In this paper the stability and reflection/transmission properties of a dynamic hybrid coupling scheme coupling two dynamic transient models for elastic wave propagation, namely, the Local Interaction Simulation Approach and Cellular Automata for Elastodynamics, are analyzed. The phenomena of stability and reflection/transmission always arise in numerical methods with the former being critical for all models, while the latter being significant when numerical models are coupled. Varying material properties, spatial discretization parameters and time steps in the coupled numerical models highly affect the stability and reflection/transmission properties, and thus it becomes important to study and analyze these phenomena as they determine the accuracy of the results to a great extent.

CAFE is based on cellular automata, while LISA is based on finite differences, and a hybrid approach coupling these two methods is appealing because of CAFE's capability to allow non-uniform meshes - used e.g. for modelling crack – that can be coupled to LISA's rectangular meshes while taking advantage of the built-in LISA features of being implemented with graphical processing units on the uniform portion of the domain. The aforementioned coupling scheme is capable of coupling different material properties, spatial discretization parameters and time steps in LISA and CAFE, and thus its stability and reflection/transmission properties need to be understood and analyzed.

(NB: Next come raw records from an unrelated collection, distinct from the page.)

PR #815, opened 2018-12-14
Allow for aborting completions or rollbacks.

q0rban:
### Overview
This pull request:

- [X] Adds a feature

### Summary
Adds a new exception `ForcedException` for forcefully aborting a rollback or completion.

### DIFF
--- a/src/Exception/ForcedException.php
+++ b/src/Exception/ForcedException.php
@@ -1,0 +1,7 @@
+<?php
+namespace Robo\Exception;
+
+class ForcedException extends \Exception
+{
+
+}
--- a/src/Exception/ForcedException.php
+++ b/src/Exception/ForcedException.php
@@ -1,7 +1,0 @@
-<?php
-namespace Robo\Exception;
-
-class ForcedException extends \Exception
-{
-
-}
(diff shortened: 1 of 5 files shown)


src/Exception/ForcedException.php
```diff
@@ -0,0 +1,4 @@
+<?php
+namespace Robo\Exception;
+
+class ForcedException extends \Exception {}
```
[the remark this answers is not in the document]
q0rban: Old habits die hard.

src/Exception/ForcedException.php
```diff
@@ -0,0 +1,7 @@
+<?php
+namespace Robo\Exception;
+
+class ForcedException extends \Exception
```
greg-1-anderson: Naming things is hard. "Forced" exception seems unclear to me. "AbortRollbackException" would be more clear, except that this might also happen in a completion function. It's also possible to use `ignoreErrorsTaskWrapper` for a purpose completely unrelated to rollback / completion (although I don't know that this is very common).

How about `AbortTasksException`?

A comment in this class file to complement the documentation already existing elsewhere (in this PR) would also be helpful.

q0rban: @greg-1-anderson that works for me! Updated.

greg-1-anderson:
LGTM. Thanks.

PR #841, opened 2019-03-08
Added the exists() method to FilesystemStack

legovaer:
### Overview
This pull request:

- [ ] Fixes a bug
- [X] Adds a feature

### Summary
Adds a missing `exists()` method to the taskFilesystemStack.

### Description
For a project I needed to check if a given directory and/or file exists. As this method exists on the [Filesystem component of Symfony](https://github.com/symfony/symfony/blob/4.2/src/Symfony/Component/Filesystem/Filesystem.php), I thought it would be nice to add this method to Robo's FilesystemStack as well.

### DIFF
--- a/src/Task/Filesystem/FilesystemStack.php
+++ b/src/Task/Filesystem/FilesystemStack.php
@@ -36,6 +36,7 @@ use Robo\Common\BuilderAwareTrait;
  * @method $this remove(string|array|\Traversable $file)
  * @method $this rename(string $from, string $to, bool $force = false)
  * @method $this symlink(string $from, string $to, bool $copyOnWindows = false)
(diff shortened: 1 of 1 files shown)


greg-1-anderson:
Thank you for contributing to Robo; however, this method does not fit the usage model of the Robo filesystem stack. If you need to check if a file exists, you should use the lower-level APIs (Symfony Filesystem, or simply `file_exists`). Robo filesystem stacks are designed to queue up commands to run later. Each method should return a reference to the task itself, so that methods may be chained together. Having a method that returns bool interferes with this pattern.

legovaer:
Gotcha, thanks for pointing that out 👍

PR #850, opened 2019-03-29
Fixes #849: Allow default argument for confirm() questions.

### LINKED ISSUE #849: Allow IO::confirm() to take a default value
It would be nice to be able to easily create confirmation dialogs with a default value other than "no".

It would be trivial to accept a default argument for confirm() here, would you be open to a PR for this?
https://github.com/consolidation/Robo/blob/c2daf4e90b8cd6e896f880fac4110e7bc998a7d5/src/Common/IO.php#L131

danepowell:
### Overview
This pull request:
- [x] Adds a feature

### Summary
Allow a default argument for confirm() prompts so they can be run non-interactively (BLT currently has to override this method to allow a default argument). This also aligns more closely with the super method in Symfony, which takes a default argument.

It's a somewhat trivial change, not sure if it needs dedicated tests.

### DIFF
--- a/src/Common/IO.php
+++ b/src/Common/IO.php
@@ -125,12 +125,13 @@ trait IO
 
     /**
      * @param string $question
+     * @param bool $default
      *
      * @return string
      */
-    protected function confirm($question)
+    protected function confirm($question, $default = false)
     {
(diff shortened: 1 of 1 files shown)


greg-1-anderson:
LGTM, thanks.

PR #851, opened 2019-04-02
Rename callCollectionStateFuntion to callCollectionStateFunction

q0rban:
### Overview
This pull request:

- [x] Fixes a bug
- [ ] Adds a feature

### Summary
There was a typo in a method name in the CollectionBuilder class. Thankfully it is a protected method so it should be somewhat safe from API breaks.


greg-1-anderson:
Yeah, it's unlikely that anyone will be calling that method directly (only possible from CollectionBuilder derived classes, which should be rare). If it causes a problem, we can add back the misspelled version of the method.

Thanks for the fix.

Issue #852, opened 2019-04-06
Prevent undefined variable warning in ImageMinify task


pixelbrackets:
### Steps to reproduce
Pass an image folder to ImageMinify task, which contains images not in the default list (png/jpg/gif/svg).

```bash
$ ls assets/images/
favicon.png
favicon.ico
```

```php
$this->taskImageMinify('assets/images/*')
    ->to('dist/images/')
    ->run();
```

### Expected behavior
Show a warning if no minifier is found for a given file extension.

### Actual behavior
Robo shows an error `Minifier method  cannot be found!`

Robo also throws a PHP warning/notification `PHP Notice:  Undefined variable: minifier in /somepath/vendor/consolidation/robo/src/Task/Assets/ImageMinify.php on line 374`

### System Configuration
Ubuntu 16.04
PHP 7.0.33

### Proposed solution

Define the missing variable at the beginning of the method.

greg-1-anderson:
Fixed in master and 1.x. Thanks.

PR #853, opened 2019-04-06
ImageMinify: Prevent undefined variable error

pixelbrackets:
If the given imagefile is not one of the defaults (png/jpg/gif/svg) and no minifier was passed to the ImageMinify task a warning for an undefined variable is show.

Prevent this by setting an empty string to the beginning of the file check.

Refs #852

### Overview
This pull request:

- [x] Fixes a bug
- [ ] Adds a feature

### Summary
Adds an empty variable string to the beginning of the loop to check for matching minifiers. This will prevent trying to access a non existing variable later on.

### Note

This bugfix is for the master (Development version 2.x).

It may also be cherry-picked to the `1.x` branch as well (I could send a second PR as well).

### DIFF
--- a/src/Task/Assets/ImageMinify.php
+++ b/src/Task/Assets/ImageMinify.php
@@ -339,6 +339,8 @@ class ImageMinify extends BaseTask
 
         // loop through the files
         foreach ($files as $from => $to) {
+            $minifier = '';
+
             if (!isset($this->minifier)) {
                 // check filetype based on the extension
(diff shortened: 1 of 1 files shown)


greg-1-anderson:
Thanks. A second PR would be helpful, as I wouldn't forget to cherry-pick this later if you did  that.

pixelbrackets:
Thanks for the fast merges! :)

PR #864, opened 2019-05-08
Updating phpdoc to reflect correct typecast

davidsneighbour:
### Overview
The parameter roboClass of the constructor accepts string and array (as per https://robo.li/framework/), but is commented so that only string is expected.

- [x ] Fixes a bug
- [ ] Adds a feature


davidsneighbour:
No need then [year end cleanup :)]

Issue #871, opened 2019-05-14
Add ability to set RoboFile and RoboClass.


albertski:
My scenario is this:
I have RoboFile.php that has some methods.  I also have MyProjectRoboFile.php that has some methods.  Currently, I have to rename MyProjectRoboFile.php to RoboFile.php in order for it to run.

It would be nice if could pass RoboFile and RoboClass as an option to the robo command.

albertski:
Before I create a pull request would this be something you guys would be okay with:

Current robo file:
```
$runner = new \Robo\Runner();
```

New robo file:
```
// Get Robo Class or Robo File set as an option.
$roboClass = NULL;
$roboFile = NULL;
foreach ($_SERVER['argv'] as $key => $argv) {
  if (substr($argv, 0, 12) == '--robo-class=') {
    $roboClass = substr($argv, 12);
    unset($_SERVER['argv'][$key]);
  }
  elseif (substr($argv, 0, 11) == '--robo-file=') {
    $roboFile = substr($argv, 11);
    unset($_SERVER['argv'][$key]);
  }
}
```

greg-1-anderson:
Try `--load-from`

albertski:
Oh wow. Didn't notice that. That worked great.

greg-1-anderson:
@koppieesq ^^

Issue #870, opened 2019-05-10
"Getting Started" needs to be "Getting Started"-er


koppieesq:
This is a stub ticket for a task to update the "Getting Started" documentation to make it friendlier for users who are just getting started.

greg-1-anderson:
#871

PR #872, opened 2019-05-17
Clearer explanation of --load-from option.

koppieesq:
This is in response to #871 and #870.  Simple modification to the getting started documentation, to make it a little more clear what the `--load-from` option can be used for.

This is my first PR for this project, so please be gentle.

### DIFF
--- a/docs/getting-started.md
+++ b/docs/getting-started.md
@@ -129,12 +129,19 @@ No other values should be used for the default value. For example, `$options = [
 
 ### Load From Other Robofile
 
-Robo can execute commands from a different RoboFile, eg. located in different directory or with a different filename.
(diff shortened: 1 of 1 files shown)


Sweetchuck:
I think the documentation should expose following facts:

- The file name can be anything, it is not limited to `RoboFile.php`
- The class name inside the file has to be the same name as the file has.
- The class has to be in the root namespace. `Foo.php` => `\Foo`
- The internal current directory (cwd) of the PHP process will be switched to the directory where the provided RoboFile came from.

koppieesq:
Thanks for the input @Sweetchuck - I've taken your recommendations (see new commit).

greg-1-anderson:
LGTM - thanks!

The analysis of stability is done in the complex domain of β parameter with the stability given by two vectors in β space. Each vector represents individual model’s stability. This contrasts with a usual case of an explicit time integration scheme, where only a single vector represents the stability in the β space. Rotations of these two vectors in the β space are in opposite directions, and their critical combinations drive the stability of the coupled model. The stability was investigated for three model configurations, namely, no restrictions on model parameters case, equal Young’s moduli in LISA and CAFE case, and equal Young’s moduli and equal densities in LISA and CAFE case. The latter two configurations are of practical interest as they are likely to be common choices while coupling two domains like structure with localized defects.
For the reflection/transmission analysis, the impedance of the LISA domain and CAFE domain of the dynamic coupling scheme are determined. A mismatch between these impedances gives rise to reflections in the coupled model.  In this paper, equations to predict the amount of reflection/transmission in the coupling scheme are derived. These equations, capable of predicting reflections for any combination of material properties and/or spatial discretization parameters in the coupling scheme, are validated against results from numerical simulations.